PR #136, opened 2022-09-06
Add ratio measure score support

sarahmcdougall:
# Summary
Adds measure score to individual and summary ratio measure reports.

## New behavior
When running calculation on a ratio measure, an individual report will now include the measure score for each patient, where the measure score is calculated as: `numerator measure observation / denominator measure observation`. 

## Code changes
Most changes occur in the `MeasureReportBuilder`. Uses the aggregate method for the numerator and denominator observations when calculating the measure score.

# Testing guidance
Test with the [EXM871 bundle from the ecqm-content-r4-2021 repo](https://github.com/cqframework/ecqm-content-r4-2021/tree/master/bundles/measure/HospitalHarmHyperglycemiainHospitalizedPatientsFHIR). 
Some tests to try out include:
* Test with the denominator patient - the final measure score should be 0 since there is no numerator observation
* Test with the numerator patient - the final measure score should be 0.1111 (or 1/9) since the numerator observation value is 1 and the denominator observation value is 9
* Test with both the denominator and numerator patient, and generate a summary report - the measure score should be 0.0833 (or 1/12) since the total numerator observation is 0+1 = 1, and the total denominator observation is 3+9=12

NOTE: When testing, you may run into CQL-related errors with these patient bundles. To fix these errors, you will need to edit the patient resource files locally so that the date times end in “.0”

### DIFF
--- a/src/calculation/MeasureReportBuilder.ts
+++ b/src/calculation/MeasureReportBuilder.ts
@@ -1,10 +1,4 @@
-import {
-  ExecutionResult,
-  CalculationOptions,
-  PopulationResult,
-  PopulationGroupResult,
-  DetailedPopulationGroupResult
-} from '../types/Calculator';
+import { ExecutionResult, CalculationOptions, PopulationResult, PopulationGroupResult } from '../types/Calculator';
 import { PopulationType, MeasureScoreType, AggregationType } from '../types/Enums';
 import { v4 as uuidv4 } from 'uuid';
 import { extractMeasureFromBundle } from '../helpers/MeasureBundleHelpers';
@@ -179,7 +173,7 @@ export default class MeasureReportBuilder<T extends PopulationGroupResult> {
             group.measureScore = this.calcMeasureScoreCV(this.measure, groupResults, group.id || '');
             this.addScoreObservation(group.measureScore, this.measure, this.report);
           } else if (this.scoringCode === MeasureScoreType.RATIO) {
-            const measureScore = this.calcMeasureScoreRatio(groupResults);
+            const measureScore = this.calcMeasureScoreRatio(this.measure, groupResults, group.id || '');
             if (this.isIndividual) {
               group.measureScore = measureScore;
             }
@@ -206,7 +200,11 @@ export default class MeasureReportBuilder<T extends PopulationGroupResult> {
                       stratResults.strataCode
                     );
                   } else if (this.scoringCode === MeasureScoreType.RATIO) {
-                    stratum.measureScore = this.calcMeasureScoreRatio(groupResults, stratResults.strataCode);
+                    stratum.measureScore = this.calcMeasureScoreRatio(
+                      this.measure,
+                      groupResults,
+                      stratResults.strataCode
+                    );
                   }
                 } else {
                   throw new UnexpectedProperty(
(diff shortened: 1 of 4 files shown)


src/calculation/MeasureReportBuilder.ts
```diff
@@ -393,6 +415,116 @@ export default class MeasureReportBuilder<T extends PopulationGroupResult> {
...
+
+    // Calculate as (NUMER OBSERVATION) / (DENOM OBSERVATION)
+    const numeratorCount = observations
+      .filter(obs => obs.criteriaExpression === 'Numerator Observations')
+      ?.map(o => o.observation)
+      .reduce((accumulator, currentValue) => accumulator.observation + currentValue.observation);
+    const denominatorCount = observations
+      .filter(obs => obs.criteriaExpression === 'Denominator Observations')
+      ?.map(o => o.observation)
+      .reduce((accumulator, currentValue) => accumulator.observation + currentValue.observation);
```
mgramigna, line 461: Discussed on a call, but should be respecting the `cqfm-aggregateMethod` extension defined on the populations

src/calculation/MeasureReportBuilder.ts
```diff
@@ -550,8 +671,8 @@ export default class MeasureReportBuilder<T extends PopulationGroupResult> {
     });
   }
 
-  public getReport(): fhir4.MeasureReport {
-    this.calculateGroupScores();
+  public getReport(results?: ExecutionResult<PopulationGroupResult>[]): fhir4.MeasureReport {
```
hossenlopp, line 727: The method signature for this should not have been changed. This is intended to be called after all patients (or single) have had their results added with `addPatientResults`. This function should just be completing the MeasureReport and returning it, not taking any additional data.

src/calculation/MeasureReportBuilder.ts
```diff
@@ -497,27 +629,12 @@ export default class MeasureReportBuilder<T extends PopulationGroupResult> {
...
-          // TODO: what if value for denominator 0? ... do we need to subtract denex, dexecep... probably, as https://ecqi.healthit.gov/system/files/eCQM-Logic-and-Guidance-2018-0504.pdf
-          value: denominatorCount2 === 0 ? 0 : (numeratorCount2 / denominatorCount2) * 1.0
-        };
       default:
         throw new UnsupportedProperty(`Measure score type \"${scoringCode}\" not supported`);
     }
   }
 
-  private calculateGroupScores() {
+  public calculateGroupScores(results?: ExecutionResult<PopulationGroupResult>[]) {
```
hossenlopp, line 686: This function should be kept private and only use existing collected state in the report builder.

hossenlopp (changes requested):
Partial review. The external interface to the MeasureReportBuilder should not have been changed for this work.

src/calculation/MeasureReportBuilder.ts
sarahmcdougall: Ah that makes sense - this was the only way that I could come up with for getting all the data needed for computing an aggregate measure score but I agree that it should not be changed. Did we confirm that the "count" for each measure observation should be the observation value rather than the count of how many measure observations there are? Under that assumption, I think some refactoring could be done that would make it easier to access all the necessary data for calculating the aggregate measure score. If not, do you know how to get all the observations for all patients in one place for calculating the aggregate measure score that does not require bringing in the entire `ExecutionResult`?

hossenlopp: I think for this specific measure it will be the sum of all measures observations across all patients. So I think you could add a field to the MeasureReportBuilder instance that is used to hold on to or progressively count all of the observations for the numerator and denominator as each patient result is added. Then when getReport is called it can use that to make the overall score from that instance data instead of using the ExecutionResults.

mgramigna (approved):
¯\\\_(ツ)_/¯ works

hossenlopp (approved):

PR #137, opened 2022-09-08
Fix and Refactor Recursive ELM Parsing

mgramigna:
# Summary

This PR fixes issues uncovered in our RetrievesFinder where we were not handling all parts of a query that could contain an expression. This PR updates the recursion to handle the following cases, per the [Logical Model for a Query](http://cql.hl7.org/04-logicalspecification.html#queries):

1. `Query.source` (already handled before this PR but including it in the list for completeness)
2. `Query.let.expression`
3. `Query.where`
4. `Query.return.expression`
5. `Query.relationship.expression` (typically a `With` or `Without` expression)
6. `Query.relationship.suchThat.expression`

(Technically, `Query.aggregate` could have expressions, but we have never seen that used in an eCQM before, so couldn't properly draft a test case for it, and we are ignoring it for now)

Any of the above can be any ELM expression, and therefore _could_ be an ELM `Retrieve` expression, regardless of how unlikely that is in the measure logic. To see examples of how usage of retrieves look in this expressions in CQL, see the [unit test fixture](https://github.com/projecttacoma/fqm-execution/blob/cefa2bf0a447cd8480663f28a6b2ef673ef74d9e/test/fixtures/elm/queries/ComplexQueries.cql#L67) included in this PR. For all of these test cases, we expect all the data types and ValueSets used within these CQL statements to show up in the data requirements. That is what this PR addresses.

This PR also does a refactor to the `findRetrieves` function. There was a lot of duplicate recursive calls and results logging that I moved to a helper function with smart defaults to reduce code duplication and allow for more readability of the code given the fact that the developer now needs to explicitly specify which properties are changing during the recursive call.

Also fixed exponential growth of `withErrors` array.

## New behavior

Data types and ValueSets that appear at deeper nesting levels of a query via the above 6 cases are now included in data requirements output

## Code changes

* Add recursive calls for above 6 cases in `findRetrieves`
  * Here: https://github.com/projecttacoma/fqm-execution/pull/137/files#diff-3cfc16e9767c6fe6b87fa1f233e9ab7fb01a4dd9ba9f5a70d49dfd152a430f3dR183
* Add new unit tests and unit test CQL cases for all the above
* Remove shallow copying of `withErrors` array with each recursive call to avoid exponential growth for no reason
* Attached local IDs to graceful error messages for readability
* Refactor `findRetrieves` to use a helper function for all recursive calls (helps readability)
* Refreshed local IDs in unrelated unit test given that the translator updated them after the unit test fixture changed (expected)

# Testing guidance

EXM506 is a good test case for this. Compare the data requirements results with master and this branch, and you should see diffs picking up new resources that are further embedded in queries that weren't before :). Here is a suggestion for how to view these diffs:

1. Checkout `master` branch
2. run data requirements for EXM506 on master branch:

``` bash
./src/cli.ts dataRequirements -m path/to/connectathon/EXM506-2.2.000/EXM506-2.2.000-bundle.json -o master-dr.json
```
3. Checkout this `additional-query-parsing` branch
4. Run the same command but to a different output file:

``` bash
./src/cli.ts dataRequirements -m path/to/connectathon/EXM506-2.2.000/EXM506-2.2.000-bundle.json -o new-dr.json
```
5. Look at the diffs:

```bash
diff master-dr.json new-dr.json
```

You should see additions of Conditions, ServiceRequests, Procedures, and MedicationRequests. You can cross-reference the CQL to see why these weren't there before and why they are now


elsaperelli (approved):
Looks great to me! Only one typo :)

package.json
```diff
@@ -50,8 +50,8 @@
     "lint:fix": "tsc --noEmit && eslint \"**/*.{js,ts}\" --quiet --fix",
     "prettier": "prettier --check \"**/*.{js,ts}\"",
     "prettier:fix": "prettier --write \"**/*.{js,ts}\"",
-    "test": "jest --silent",
-    "test:coverage": "jest --collectCoverage --silent",
+    "test": "jest",
+    "test:coverage": "jest --collectCoverage",
```
natjoe4, line 54: Just double checking this was an intentional change...

src/gaps/RetrievesFinder.ts
```diff
@@ -135,57 +175,53 @@ export function findRetrieves(
...
+    // NOTE: ignoring "aggregate" for now, as we have no precedent for its use within queries for eCQMs
+    const query = expr as ELMQuery;
+
+    // Overwrite queryLocalId with new ID of the current query expression
+    const recursiveOpts: RecursiveCallOptions = {
+      ...defaultRecursiveOpts,
+      newQueryLocalId: query.localId
+    };
+
+    query.source?.forEach(s => {
```
natjoe4, line 191:
```suggestion
    query.source.forEach(s => {
```
I think we can ditch this question mark since source is 1...*

src/gaps/RetrievesFinder.ts
```diff
@@ -135,57 +175,53 @@ export function findRetrieves(
...
+      recurse(results, s.expression, recursiveOpts);
+    });
+
+    query.let?.forEach(letClause => {
```
natjoe4, line 195: We should make let an optional property in ElmQuery since its 0...*

natjoe4 (changes requested):
Just some tiny changes! Looks great. Love the clean look of the recurse function. Nice job!

package.json
mgramigna: haha yep it was, should've done this a while ago when we removed console logs from the source code

natjoe4 (approved):
Looks good to me!

PR #139, opened 2022-09-21
Cache ElmJsons

natjoe4:
# Summary
Added optional caching for cqls, elmJSONs, rootLibIdentifier, codeService, rep, vsMap when running execution

## New behavior
When passed the `useElmJsonsCaching` option, execution will check the existing ELMInfoCache to see if a measure with the same id and version has already been run in the last 10 minutes. It will use the previously extracted results for `cqls, elmJSONs, rootLibIdentifier, codeService, rep, vsMap` during the execution if the results exist and are valid.

## Code changes
- New file `ElmInfoCache` storing the cache, and functions to retrieve info from it as well as clear it
- Added `useElmJsonsCaching` option on calculation options to enable caching
- Added 'clearElmJsonsCache` option to force clear the existing ElmInfoCache before calculation
- New cli option `cache-elm` to enable ElmJsons caching
- Added testing

# Testing guidance
- `npm run check`
- Run a measure report calculation with the `cache-elm` option set to true and ensure that behavior is unchanged
- From `fqm-execution`, run `npm link`
- Open fqm-testify and run `rm -rf node_modules/fqm-execution` then `npm link fqm-execution`
- In fqm-testify in `util/MeasureCalculation.ts`, add `useElmJsonsCaching: true` following to the `options` const on line 15
- `npm run dev`
- Upload a measure
- Create a patient, select and ensure calculation results are correct
- Create a test resource and ensure calculation results are correct
- Use the chrome profiler to see the reduction in calculation time when caching is enabled. If you are unsure how to do this, reach out to me and I can walk you through!

### DIFF
--- a/package-lock.json
+++ b/package-lock.json
@@ -24,27 +24,27 @@
       }
     },
     "@babel/compat-data": {
-      "version": "7.18.13",
-      "resolved": "https://registry.npmjs.org/@babel/compat-data/-/compat-data-7.18.13.tgz",
-      "integrity": "sha512-5yUzC5LqyTFp2HLmDoxGQelcdYgSpP9xsnMWBphAscOdFrHSAVbLNzWiy32sVNDqJRDiJK6klfDnAgu6PAGSHw==",
+      "version": "7.19.1",
+      "resolved": "https://registry.npmjs.org/@babel/compat-data/-/compat-data-7.19.1.tgz",
+      "integrity": "sha512-72a9ghR0gnESIa7jBN53U32FOVCEoztyIlKaNoU05zRhEecduGK9L9c3ww7Mp06JiR+0ls0GBPFJQwwtjn9ksg==",
       "dev": true
     },
     "@babel/core": {
-      "version": "7.18.13",
-      "resolved": "https://registry.npmjs.org/@babel/core/-/core-7.18.13.tgz",
-      "integrity": "sha512-ZisbOvRRusFktksHSG6pjj1CSvkPkcZq/KHD45LAkVP/oiHJkNBZWfpvlLmX8OtHDG8IuzsFlVRWo08w7Qxn0A==",
+      "version": "7.19.1",
+      "resolved": "https://registry.npmjs.org/@babel/core/-/core-7.19.1.tgz",
+      "integrity": "sha512-1H8VgqXme4UXCRv7/Wa1bq7RVymKOzC7znjyFM8KiEzwFqcKUKYNoQef4GhdklgNvoBXyW4gYhuBNCM5o1zImw==",
       "dev": true,
       "requires": {
         "@ampproject/remapping": "^2.1.0",
         "@babel/code-frame": "^7.18.6",
-        "@babel/generator": "^7.18.13",
-        "@babel/helper-compilation-targets": "^7.18.9",
-        "@babel/helper-module-transforms": "^7.18.9",
-        "@babel/helpers": "^7.18.9",
-        "@babel/parser": "^7.18.13",
+        "@babel/generator": "^7.19.0",
+        "@babel/helper-compilation-targets": "^7.19.1",
+        "@babel/helper-module-transforms": "^7.19.0",
+        "@babel/helpers": "^7.19.0",
+        "@babel/parser": "^7.19.1",
         "@babel/template": "^7.18.10",
-        "@babel/traverse": "^7.18.13",
-        "@babel/types": "^7.18.13",
+        "@babel/traverse": "^7.19.1",
+        "@babel/types": "^7.19.0",
         "convert-source-map": "^1.7.0",
         "debug": "^4.1.0",
         "gensync": "^1.0.0-beta.2",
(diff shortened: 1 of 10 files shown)


package-lock.json
```diff
@@ -1185,7 +1185,7 @@
     "arr-diff": {
       "version": "4.0.0",
       "resolved": "https://registry.npmjs.org/arr-diff/-/arr-diff-4.0.0.tgz",
-      "integrity": "sha512-YVIQ82gZPGBebQV/a8dar4AitzCQs0jjXwMPZllpXMaGjXPYVUawSxQrRsjhjupyVxEvbHgUmIhKVlND+j02kA==",
+      "integrity": "sha1-1kYQdP6/7HHn4VI1dhoyml3HxSA=",
```
mgramigna, line 1188: same integrity issue as before, try the steps and see if they work for not updating the integrity:

```
rm -rf node_modules
npm cache clear --force
rm package-lock.json
npm install
```

hopefully should be no diffs in the integrity after this? Should all be 512s

src/execution/Execution.ts
```diff
@@ -58,35 +55,17 @@ export async function execute(
   // These can be provided directly as an argument or via the caching behavior
   valueSets.push(...valueSetCache);
 
-  const vsMap = valueSetsForCodeService(valueSets);
-
-  const { cqls, rootLibIdentifier, elmJSONs } = MeasureBundleHelpers.extractLibrariesFromBundle(measureBundle);
-
+  //const vsMap = valueSetsForCodeService(valueSets);
```
mgramigna, line 58: assuming this line isn't needed anymore
```suggestion
```

src/helpers/elm/ELMInfoCache.ts
```diff
@@ -0,0 +1,93 @@
...
+    const rep = new Repository(elmJSONs);
+    if (useElmJsonsCaching) {
+      ELMInfoCache.set(key, { cqls, elmJSONs, rootLibIdentifier, codeService, rep, vsMap, lastAccessed: new Date() });
+    } else {
+      return { cqls, elmJSONs, rootLibIdentifier, codeService, rep, vsMap };
+    }
+  } else {
+    ELMInfoCache.set(key, { ...(ELMInfoCache.get(key) as ELMInfoCacheType), lastAccessed: new Date() });
+  }
+  return { ...(ELMInfoCache.get(key) as ELMInfoCacheType) };
```
mgramigna, line 75: is there a reason that we return a new object with a destructured object inside? Can we not just return `ELMInfoCache.get(key) as ELMInfoCacheType`? 

Also I think I see why the type casting is necessary but it took me a second. Can you add a comment just saying the cast is used since we know that the cache entry is guaranteed to be set or the function will have already returned by the time we get to this return statement?

src/types/Calculator.ts
```diff
@@ -42,6 +42,10 @@ export interface CalculationOptions {
   verboseCalculationResults?: boolean;
   /** if true trust the content of meta.profile as a source of truth for what profiles the data that cql-exec-fhir grabs validates against */
   trustMetaProfile?: boolean;
+  /** if true, cache ELM JSONs and associated data for access in subsequent runs within 10 minutes */
+  useElmJsonsCaching?: boolean;
+  /** if true, clears ElmJsons cache before running calculation */
+  clearElmJsonsCache?: boolean;
```
mgramigna, line 48: Can you update the README adding information about these new calculation options?

mgramigna (changes requested):
Sweet! I was able to get this working in testify and could see the proper behavior of extracting it once, then using the cache for subsequent calculations. Very cool. I have a few inline comments.

src/types/Calculator.ts
natjoe4: ooh good catch!

src/helpers/elm/ELMInfoCache.ts
natjoe4: Yeah I wasn't entirely sure if functions would manipulate this info in ways that could mess up what the cache points to, so thought it safer to just return a copy. If not tho then will def change it to a direct return

src/cli.ts
```diff
@@ -85,6 +85,7 @@ program
     '-o, --out-file [file-path]',
     'Path to a file that fqm-execution will write the calculation results to (default: output.json)'
   )
+  .option('--cache-elm', 'Whether or not to cache the ELM JSONs and associated information from calculation', false)
```
elsaperelli, line 88: Question: do we want an option for clearElmJsonsCache?

elsaperelli (changes requested):
Looks great to me! Just one question and it looks like package-lock still doesn't have the sha512. Other than that looks good!

src/cli.ts
natjoe4: I left out this option because I think the cache should only work when fqm-execution is run as a package as part of a running program, like in fqm-testify. The cli commands will only be run between isolated runs of fqm-execution, so I think the cache will reset regardless. @mgramigna am I right about this? Happy to add a clear cache option if not.

elsaperelli: Ah that makes sense now!!

mgramigna: correct

mgramigna (approved):

src/cli.ts
hossenlopp: I hate to throw a wrench in this PR review. But there isn't a need for the `--cache-elm` option in the CLI at all since it's just an in memory cache. So it will be built fresh every single run.

natjoe4: Lol that's a great point. Will remove

mgramigna (approved):

elsaperelli (approved):
Nice job!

Activity: Gather up every line from the listing above in which the word "Checkout" occurs.

The answer:
1. Checkout `master` branch
3. Checkout this `additional-query-parsing` branch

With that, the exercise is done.